One of Polly Alakija’s works VW Beetle, showing in Here & There

  Largely, most of Alakija’s works expose an artist with muralist characteristics, but who always confines her aggressive brush movements within an available space or context of a chosen theme. More importantly, Alakija who is of European descent, but married to a Nigerian, returns to the Lagos art environment, perhaps, stressing that art appreciation within the dynamics of global context would not be stranded on the local art landscape. In fact, doubters of the growing contemporary Nigerian art should not miss Alakija’s work as it appears like the ideal bridge or measurement to appraise art by placing the international and home art scenes in one space.

  Except that every artist has an identity or peculiar rendition, Alakija’s impressionistic opulence, in stylized figures could have come from any of the leading names on the Lagos art scene, the familiar themes such as Ibadan metropolis and market sense notwithstanding. For example, with works such as Ibadan Market, a wide angle view surreal-like; Mokola and Bere, both streetscapes in cubism renditions, Alkija flaunts her knowledge of the ancient city.

  With similar energy exuded by the figures seen in another set of her works, the cabaret dance series, Alakija explains Here & There to selected guests ahead of the show’s opening. She says the portraitures among the exhibits are actually of “people I have known since the 1980s; extended family and friends of my late husband”. Her work, she boasts, “celebrates life”. And the ideal outlet for her expression could not have come in better themes outside of the people she used to know. This much, works such as Rita with Budgeriars and Gelede Mask, Portrait of Umar Family series and Mother and Child series bring.

From one theme to another, the muralist in Alkija keeps squeezing its way out, so suggest other works such as the Keke NAPEP, paintings and installation,  two paintings on umbrellas dedicated to The Wheatbaker and Wheels series, a revisit of Nigeria’s humble periods of the 1970s/80s when VW Beetle cars reigned on the roads.. Though she explains that the works are aimed at “making art accessible” for wider appreciation by demystifying creative contents, each of the works appear like large formats that are shrunk to fit the functional objects.

However, the technique or technicalities of presentation are no more important than the inspirations that bred the works. The Keke NAPEP, which she presents in the actual installation of a tricycle covered in painting in addition to wall pieces of the same theme, she explains, connotes “small beginning that could grow”. To stress the growth and hope factors, young ones in silhouette are placed in the riders’ seats. “It also tells us that indeed, the young shall grow”.
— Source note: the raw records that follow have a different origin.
PR #5222, opened 2022-11-07
[hosting:github] - Show warning on 404

pschoffer:
### Description

When running `firebase init hosting:github` we use OAuth token to fetch a public key for secrets. If this token doesn't have access to the given repository 403 is returned by GitHub on public repositories. However, on private repositories, 404 is returned instead.

This change adds a catch condition for `404` as well as a corresponding warning message.

### Scenarios Tested

1) Have a private repo in an organization
2) Revoke the grant for that organization
3) Try to setup github action in that repository via `firebase init hosting:github`

*Actual Result*
No warning or any feedback is shown to the user only the prompt is reactivated.
actual

*Fixed Result*
The warning is shown.

fixed


pschoffer:
It looks like this was addressed in another PR - https://github.com/firebase/firebase-tools/pull/5643

(I probably should not have bothered opening the PR several months ago )

Issue #5153, opened 2022-10-21
cannot deploy custom event triggers (onCustomEventPublished)


taishi55:
### [REQUIRED] Environment info

**firebase-tools:** 11.15.0

**Platform:** macOS

### [REQUIRED] Test case

?

### [REQUIRED] Steps to reproduce

1. create a project and install stripe extension with setup
2. initialize firebase function
3. add 
```
import { onCustomEventPublished } from "firebase-functions/v2/eventarc";

export const customevent = onCustomEventPublished(
    {
      eventType: "com.stripe.v1.customer.subscription,
      channel: "locations/us-west1/channels/firebase",
      region: "us-west1",
    },
    (event) => { ... });
```
5. deploy the function
6. you will see an error and fail the deployment

### [REQUIRED] Expected behavior

Successful deployment

### [REQUIRED] Actual behavior
```
Could not create or update Cloud Run service customevent, Container Healthcheck failed. Revision 'customevent-00001-rem' is not ready and cannot serve traffic. The user-provided container failed to start and listen on the port defined provided by the PORT=8080 environment variable. Logs for this revision might contain more information.

```

inlined:
We have additional work to do to create the channel on demand when a function is created. If you deploy the Extension that writes to the channel first and then deploy the function that listens to it, does that work for now?

taishi55:
The problem was using `config()`. Use secret manager instead of using config(). Then you can deploy without a problem

PR #5226, opened 2022-11-08
Creates eventarc channel in before deploying custom event function

blidd-google:
Some customers were experiencing deployment failures while attempting to deploy custom event triggered functions using the `onCustomEventPublished` providers (https://github.com/firebase/firebase-tools/issues/5153).

Our hypothesis is that the customer was attempting to deploy the custom event function _before_ creating the Eventarc channel on which the function would be listening for events, and as a result, GCF threw an error back at the customer.

This PR patches the missing Eventarc channel issue by:
1. detecting which channel the function was expecting to listen on,
2. checking if the channel already exists,
3. if it doesn't exist, creating the new channel via the Eventarc API, and
4. deploying the function.


src/deploy/functions/release/fabricator.ts
```diff
@@ -295,6 +303,36 @@ export class Fabricator {
...
+        .run(async () => {
+          try {
+            const op: { name: string } = await eventarc.createChannel({ name: channel });
+            return await poller.pollOperation<eventarc.Channel>({
+              ...eventarcPollerOptions,
+              pollerName: `create-${channel}-${endpoint.region}-${endpoint.id}`,
+              operationResourceName: op.name,
+            });
+          } catch (err: any) {
+            if (err.status === 409) {
```
inlined, line 325: Can we add a comment that we get a CONFLICT because the channel has been created already and therefore we don't need to worry about the channel already existing?

src/gcp/eventarc.ts
```diff
@@ -0,0 +1,100 @@
...
+    return undefined;
+  }
+  return res.body;
+}
+
+/**
+ * Creates a channel.
+ */
+export async function createChannel(channel: Channel): Promise<Operation> {
+  const body: Partial<Channel> = cloneDeep(channel);
```
inlined, line 69: We needed to clone into a `Partial<Channel>` because we previously deleted the name. Now that we're not doing this we don't need to clone the body or use partial types.

src/test/deploy/functions/release/fabricator.spec.ts
```diff
@@ -481,6 +488,97 @@ describe("Fabricator", () => {
       );
     });
 
+    it.only("handles already existing eventarc channels", async () => {
```
inlined, line 491: What does `it.only` do rather than `it`?

inlined (commented):
I'm sure the channel didn't come with a project ID from the container contract. Do we need to normalize the channel that we get from functions.yaml into a full resource name? If so, where does that happen?

src/test/deploy/functions/release/fabricator.spec.ts
blidd-google: Ah I forgot to take that out, hadn't cleaned up the PR before creating the draft!

If some unit tests are specified with `it.only`, only they will run when the `npm run test` command is executed.

src/deploy/functions/release/fabricator.ts
blidd-google: Re: channel normalization, I believe the normalization happens here: https://github.com/firebase/firebase-tools/blob/master/src/deploy/functions/runtimes/discovery/v1alpha1.ts

blidd-google: and yes agreed about adding a comment

src/gcp/eventarc.ts
```diff
@@ -0,0 +1,95 @@
...
+  /** If set, the channel will grant publish permissions to the 2P provider. */
+  provider?: string;
+
+  // BEGIN oneof transport
+  pubsubTopic?: string;
+  // END oneof transport
+
+  state?: "PENDING" | "ACTIVE" | "INACTIVE";
+
+  /** When the channel is PENDING, this token must be sent to the provider */
```
egilmorez, line 27: Suggest backticks for the literal `PENDING`

src/gcp/eventarc.ts
```diff
@@ -0,0 +1,95 @@
...
+  const res = await client.put<Channel, Channel>(channel.name, channel, {
+    queryParams: {
+      updateMask: fieldMasks(channel).join(","),
+    },
+  });
+  return res.body;
+}
+
+/**
+ * Deletes a chanel.
```
egilmorez, line 91: Typo: "channel"

egilmorez (commented):
Some nits for you, thanks for sending!

src/gcp/eventarc.ts
```diff
@@ -0,0 +1,95 @@
+import { Client } from "../apiv2";
+import { eventarcOrigin } from "../api";
+import { last } from "lodash";
+import { fieldMasks } from "./proto";
+
+export const API_VERSION = "v1";
+
+export interface Channel {
+  /** User provided name. Must be projects/p/locations/l/channels/c */
```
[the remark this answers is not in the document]
egilmorez: Hm, in that case, is this even information the 3P developer needs?  

Is the user-specified name the one they handle in their code?  Do they ever see the after-resolution name at all?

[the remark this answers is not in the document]
blidd-google: I think the 3P developer will only need their user-specified name. As far as I can tell, the full channel name is only visible via the Eventarc console. Do you think the comment is unnecessary?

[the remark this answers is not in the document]
egilmorez: I'd say the detail about the name is only necessary if we expect the user to view it in the Eventarc console.  If not, then it's unnecessary and potentially confusing.

It's still breaking my brain that you can create multiple user-defined names for multiple channels (true?) but they all resolve to one single specific name/path, but I don't always understand everything :)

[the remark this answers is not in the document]
blidd-google: I can see how the comment would cause confusion for 3p developers, so I would be okay with removing it. 

The channel resources are associated with a project and location, so I think the goal was to keep it simple for 3p developers by providing reasonable defaults for project + location. I think the average use case is simple enough that we won't see too much confusion about channel naming conventions (since they don't really have to worry about anything but providing a channel ID), but maybe we will get some feedback about this as the trigger becomes more popular...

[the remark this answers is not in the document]
egilmorez: Oh, OK, I get it now -- p and location (or some or all of that path) are variables.  

Nonetheless, I like the plan of leaving out the detail unless we see demand for it.  Thanks!

egilmorez (approved):
LGTM, thanks!

Issue #4982, opened 2022-09-15
Uploading a .png image with .putData() creates an octet-stream object instead of a png object in storage emulator


Wizzel1:
### [REQUIRED] Environment info

**firebase-tools:** 11.9.0

**Platform:** Windows 10

### [REQUIRED] Steps to reproduce

1. Create an app that has access to the emulator.
2. Convert a png image to bytes
3. Upload the data with `.putData(data, SettableMetadata(contentType: 'image/png'));`
4. Check the result in storage emulator

### [REQUIRED] Expected behavior
As in version 11.7.0, I expected to have a image/png object added to the storage emulator.

### [REQUIRED] Actual behavior
Instead it adds a application/octet-stream.

tonyjhuang:
what sdk are you using?

Wizzel1:
I use the flutter SDK https://github.com/firebase/flutterfire/tree/master/packages/firebase_storage

balazss:
I have a similar issue with `11.8.1` when using `uploadBytesResumable` with Node client. Only happens with PNGs.

Error is:
`error FirebaseError: Firebase Storage: An unknown error occurred, please check the error payload for server response. (storage/unknown)`

sebschre:
I also have a similar issue with any file that is larger than ~200kB:
`FirebaseError: Firebase Storage: An unknown error occurred, please check the error payload for server response. (storage/unknown)`
The type is always `application/octet-stream` and the size is always `262.14 kB`

LanderBeeuwsaert:
We have the same issue when we do upload() via firebase admin to the storage emulator, since updating from 11.9.0 to 11.16.0

rulamon:
I've been having a similar issue as well in the emulator: when adding a file to the emulator through firebase admin's upload() the type is always application/octet-stream.

Yuangwang:
Hi, I think the discussion here has been for two separate issues.

1. Some of you are having issues with resumable uploads erroring out and also having the type `application/octet-stream` (@sebschre, @balazss, and maybe @Wizzel1). I think this was reported before (https://github.com/firebase/firebase-tools/issues/4959) and fixed in this pr (https://github.com/firebase/firebase-tools/pull/5018). Try updating to the latest  firebase-tools release and your issue should hopefully be fixed, if not please report back and we can take a closer look!
2. There is another issue that I was able to reproduce where some admin sdks are not setting the file type properly, its always being set to `application/octet-stream`. The fix for this is a WIP. 

[...]

PR #5229, opened 2022-11-09
Fix storage admin sdk content type

Yuangwang:
### Description

Fixes the content type admin sdk issues mentioned here https://github.com/firebase/firebase-tools/issues/4982

### Scenarios Tested
Tested via nodejs admin sdk and python gcs sdk. Also added new tests for this specific issue

### DIFF
--- a/scripts/storage-emulator-integration/conformance/gcs.endpoints.test.ts
+++ b/scripts/storage-emulator-integration/conformance/gcs.endpoints.test.ts
@@ -312,7 +312,7 @@ describe("GCS endpoint conformance tests", () => {
 
         expect(res.text).to.include("Bad content type.");
       });
-      
+
       it("should upload content type properly from x-upload headers", async () => {
         const returnedMetadata = await supertest(storageHost)
           .post(`/upload/storage/v1/b/${storageBucket}/o?uploadType=multipart`)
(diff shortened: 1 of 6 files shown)


scripts/storage-emulator-integration/conformance/gcs.endpoints.test.ts
```diff
@@ -251,6 +251,26 @@ describe("GCS endpoint conformance tests", () => {
         expect(returnedMetadata.contentType).to.equal(customMetadata.contentType);
         expect(returnedMetadata.contentDisposition).to.equal(customMetadata.contentDisposition);
       });
+
+      it("should upload content type properly from x-upload-content-type headers", async () => {
```
tonyjhuang, line 255: can you add a test for the media upload protocol above as well?

src/emulator/storage/upload.ts
```diff
@@ -44,7 +44,7 @@ export type MediaUploadRequest = {
 export type MultipartUploadRequest = {
   bucketId: string;
   objectId: string;
-  metadataRaw: string;
+  metadataRaw: object;
```
tonyjhuang, line 47: small nit: can you rename this `metadata` if we're passing in the object

tonyjhuang (approved):
two small comments, overall lgtm thanks for the fix!

abhis3 (approved):

PR #5235, opened 2022-11-11
Copy project .npmrc to function dist

cjsewell:
To support private repositories and custom npm configs, copy the projects .npmrc file to the functions dist dir before deploying


src/frameworks/index.ts
```diff
@@ -513,6 +514,12 @@ ${firebaseDefaults ? `__FIREBASE_DEFAULTS__=${JSON.stringify(firebaseDefaults)}\
         // continue
       });
 
+      if (fileExistsSync(getProjectPath(".npmrc"))) {
```
jamesdaniels, line 517: I'd rather use the async APIs so we won't have any hiccups if we want to parallelize this work later, mind changing?

src/frameworks/index.ts
```diff
@@ -513,6 +514,12 @@ ${firebaseDefaults ? `__FIREBASE_DEFAULTS__=${JSON.stringify(firebaseDefaults)}\
...
+        await copyFile(getProjectPath(".npmrc"), join(functionsDist, ".npmrc")).catch(() => {
```
jamesdaniels, line 518: I think we can drop the catch and let the error throw

jamesdaniels: Otherwise looks good. Mind adding a changelog entry?

jamesdaniels (changes requested):

src/frameworks/index.ts
cjsewell: No worries, done!

src/frameworks/index.ts
```diff
@@ -519,6 +519,12 @@ ${firebaseDefaults ? `__FIREBASE_DEFAULTS__=${JSON.stringify(firebaseDefaults)}\
         // continue
       });
 
+      await pathExists(getProjectPath(".npmrc")).then( async (exists) => {
+        if (exists){
```
jamesdaniels, line 523: can simplify to `if (await pathExists(getProjectPath(".npmrc")) { ... }`

CHANGELOG.md
```diff
@@ -1,3 +1,4 @@
+- Copy projects .npmrc file if it exists to functions dist directory (#5235)
```
jamesdaniels, line 1: I'd say `Respect .npmrc in backends spun up for web frameworks` or something like that, scope it to frameworks

jamesdaniels (changes requested):
Thanks. Two nits, happy to merge once addressed

cjsewell:
No worries, should be all good now

jamesdaniels (approved):

Issue #4952, opened 2022-09-05
Unexpected Error while deploying using "firebase deploy --only functions" in firebase-tools@11.8.0 (latest version).


rahuld600:
### [REQUIRED] Environment info

**firebase-tools:** 11.8.0 (latest release)

**Platform:** : macOS

### [REQUIRED] Test case

If I make a function in your index.js file, and then I try to run using:
firebase deploy --only functions:nameOfYourFunction,
I get an Unexpected Error at the end.

### [REQUIRED] Steps to reproduce

Using npm or whatever package manager you prefer, run these on your terminal,

> npm install -g firebase-tools
> firebase login
> firebase init functions
> 

Now under the functions folder, make sure you have installed node modules using `npm install`,
and finally you create a basic function you like on index.js after you are done importing stuffs, for example:

> 
> const functions = require('firebase-functions');
> const admin = require('firebase-admin');
> admin.initializeApp();
> 
> exports.yourFunctionName = functions.https.onRequest(async(req,res)=>{
>     functions.logger.log(res.body); //just for an example.
> })
> 

Now when you try to do:

`firebase deploy --only functions:yourFunctionName`

You'll see this error message in the end:

> [debug] [2022-09-05T11:21:08.962Z] Building nodejs source
> [debug] [2022-09-05T11:21:08.963Z] Could not find functions.yaml. Must use http discovery
> [debug] [2022-09-05T11:21:08.972Z] Error: spawn ./node_modules/.bin/firebase-functions ENOENT
>     at Process.ChildProcess._handle.onexit (node:internal/child_process:283:19)
>     at onErrorNT (node:internal/child_process:476:16)
>     at processTicksAndRejections (node:internal/process/task_queues:83:21)
> [error] 
> [error] Error: An unexpected error has occurred.
> [debug] [2022-09-05T11:21:09.063Z] Serving at port 9005

### [REQUIRED] Expected behavior

Expected behaviour is that the function gets deployed successfully without any error.

### [REQUIRED] Actual behavior

Actual behaviour is that function normally get's deployed successfully and just after this update, this issue came into play.

rahuld600:
I could fix this issue just by downgrading the version of firebase tools to v10.0.0 using:
`npm install -g firebase-tools@10.0.0`

rahuld600:
Since there might be something wrong with the new v11.8.0, so It would be really awesome if the engineers took a look at what's up with the latest release...so I am keeping this issue open.

[...]

PR #5236, opened 2022-11-11
Pubsub2

kossnocorp:
### Description

This change solves the bug with pub/sub function v2 deployment caused by the `eventFilters` missing `topic` field:

```
FirebaseError Error: Pub/Sub event trigger is missing topic: {
  "eventType": "google.cloud.pubsub.topic.v1.messagePublished",
  "retry": false,
  "eventFilters": {
    "resource": "projects/XXX/topics/edit-delayed2"
  }
}
```

During the deployment, the API also needs the `resource` field:

```
⚠  functions: HTTP Error: 400, Cannot create trigger projects/chirrapp-staging/locations/us-central1/triggers/publishdelayed2-555223: The request was invalid: generic::invalid_argument: event type google.cloud.pubsub.topic.v1.messagePublished not supported: attribute resource not found within event type
```

I split the PR into two commits, [one adds fallback to `resource`](https://github.com/firebase/firebase-tools/commit/d0dca6cd6973e299e5f19164f4e5116d58ef75c3), and [another that renames `topic` to `resource`](https://github.com/firebase/firebase-tools/commit/d0bb14e6a3b38053cfc9cf475aa03d4618f9b1d6).

I'm not sure if it worked before.

### Scenarios Tested

I've changed this in my local `node_modules` and managed to deploy the function.

### DIFF
--- a/src/gcp/cloudfunctionsv2.ts
+++ b/src/gcp/cloudfunctionsv2.ts
@@ -489,16 +489,17 @@ export function functionFromEndpoint(
       eventType: endpoint.eventTrigger.eventType,
     };
     if (gcfFunction.eventTrigger.eventType === PUBSUB_PUBLISH_EVENT) {
-      if (!endpoint.eventTrigger.eventFilters?.topic) {
+      if (!endpoint.eventTrigger.eventFilters?.topic && !endpoint.eventTrigger.eventFilters?.resource) {
         throw new FirebaseError(
           "Error: Pub/Sub event trigger is missing topic: " +
             JSON.stringify(endpoint.eventTrigger, null, 2)
         );
       }
-      gcfFunction.eventTrigger.pubsubTopic = endpoint.eventTrigger.eventFilters.topic;
+      gcfFunction.eventTrigger.pubsubTopic =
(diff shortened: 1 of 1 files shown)


moshe-moneytor (approved):

kossnocorp:
@moshe-moneytor I'm curious, did you have the same error and the fixed helped you?

stephanos:
Do we know if there is a workaround for this? Or is everyone that uses `onMessagePublished` from `firebase-functions/v2` blocked by this? I've just spent half an hour migrating to v2 only to be stock on this :-/

kossnocorp:
No workaround afaik, I just edited node_modules 🤦‍♂️

kossnocorp:
@bkendall @joehan @yuchenshi could you please take a look?

mqp:
Hey, this is really broken, it's totally impossible to deploy pub/sub v2 functions without patching this.

kossnocorp:
@taeold could you please also take a look at this one, since you started #4952, it's suboptimal to use a manually patched package in order to deploy functions, the fix is trivial.

MahmoudAbuDaya:
We are also manually patching this. Why isn't it being reviewed and merged?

Polly Alakija’s My Breakfast Companion from her current art exhibition Here & There.

In Nigeria where, suddenly, several values of the past that promoted modesty and prudency have disappeared over the last two decades, Alakija’s Wheels 2, a revisit of VW Beetle trend in Nigeria of the 1970s through 80s reminds about modest behavioural pattern of the people. Although Alakija came to Nigeria in 1989, when VW Beetle was already fading out of Lagos roads, she still saw quite a lot of the cars being used as family automobile. “In Ibadan, families used VW Beetle a lot; especially on Sundays to church”. Indeed, the VW Beetle automobile era serves as an analogy for a country that refuses to grow on a modest, humble and gradual line; there used to be a VW assembling plant in Lagos in the 1970s that succeeded in producing a Nigerian brand known as Igala {Deer}. Over 30 years after, the country of 167 million people has slid into the bottom of development index such that it now depends on imported used automobiles known as Tokunbo.  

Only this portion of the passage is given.